Achillesferse Zugriffsrechte
Entsprechend ist die Reduzierung und effektive Kontrolle der Zugriffsrechte ein wesentlicher Punkt für mehr Datensicherheit. Grundsätzlich sollten sie nach dem Need-to-know-Prinzip vergeben werden. Dadurch sollten nur diejenigen Mitarbeiter Zugriff auf Dateien haben, die sie für ihre Arbeit auch tatsächlich benötigen. Und je geringer die Anzahl der Berechtigten ist, desto geringer auch das Risiko.
Problematisch in diesem Zusammenhang sind auch sogenannte Ghost Users, also veraltete, nicht mehr benötigte, aber nicht deaktivierte Nutzerkonten. Die Studie hat ergeben, dass jedes dritte Nutzerkonto nicht mehr genutzt wird.
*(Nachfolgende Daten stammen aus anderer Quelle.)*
PR #3611, opened 2026-09-10
test: deflake ComplexWorkflowIT

csviri:
The test timed out waiting for the workflow to report READY. Its StatefulSets
ran mongo:4.4 with a 1Gi volumeClaimTemplate, so the ready postcondition
(readyReplicas > 0) depended on a ~400MB Docker Hub pull plus PVC provisioning
completing inside the 120s budget. In the failing CI run the first StatefulSet's
status never changed after creation, so `second` never unblocked and the status
stayed NOT_READY.

Swap the workload for registry.k8s.io/pause:3.9 and drop the volume claim
template. The pod has no readiness probe, so it is ready as soon as it runs, and
the image is ~700KB from a registry without anonymous pull rate limits.

Also remove the orphaned copies of these templates under
resources/io/javaoperatorsdk/operator/sample/complexdependent, left behind when
the test classes moved to the workflow package; nothing referenced them.

## Summary by CodeRabbit

- **Tests**
  - Updated workflow fixtures to use generic StatefulSet and Service configurations, including port 80 and a pause-container workload.
  - Removed MongoDB-specific persistence, storage mounts, database ports, and related configuration from the fixtures.
  - Removed obsolete sample MongoDB Service and StatefulSet manifests.
  - Stopped adding the `K8S_NAME` label to the first volume claim template in the test StatefulSet construction.


gaborgsomogyi (approved):

xstefank (commented):
LGTM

Der Hauptgrund hierfür ist eine oftmals mangelnde Kommunikation zwischen den einzelnen Abteilungen und der IT. So kann die IT-Abteilung zwar Änderungen implementieren, aber sie ist dabei auf Informationen anderer Stellen, etwa der Personalabteilung, angewiesen, um sicherzustellen, dass Konten deaktiviert werden.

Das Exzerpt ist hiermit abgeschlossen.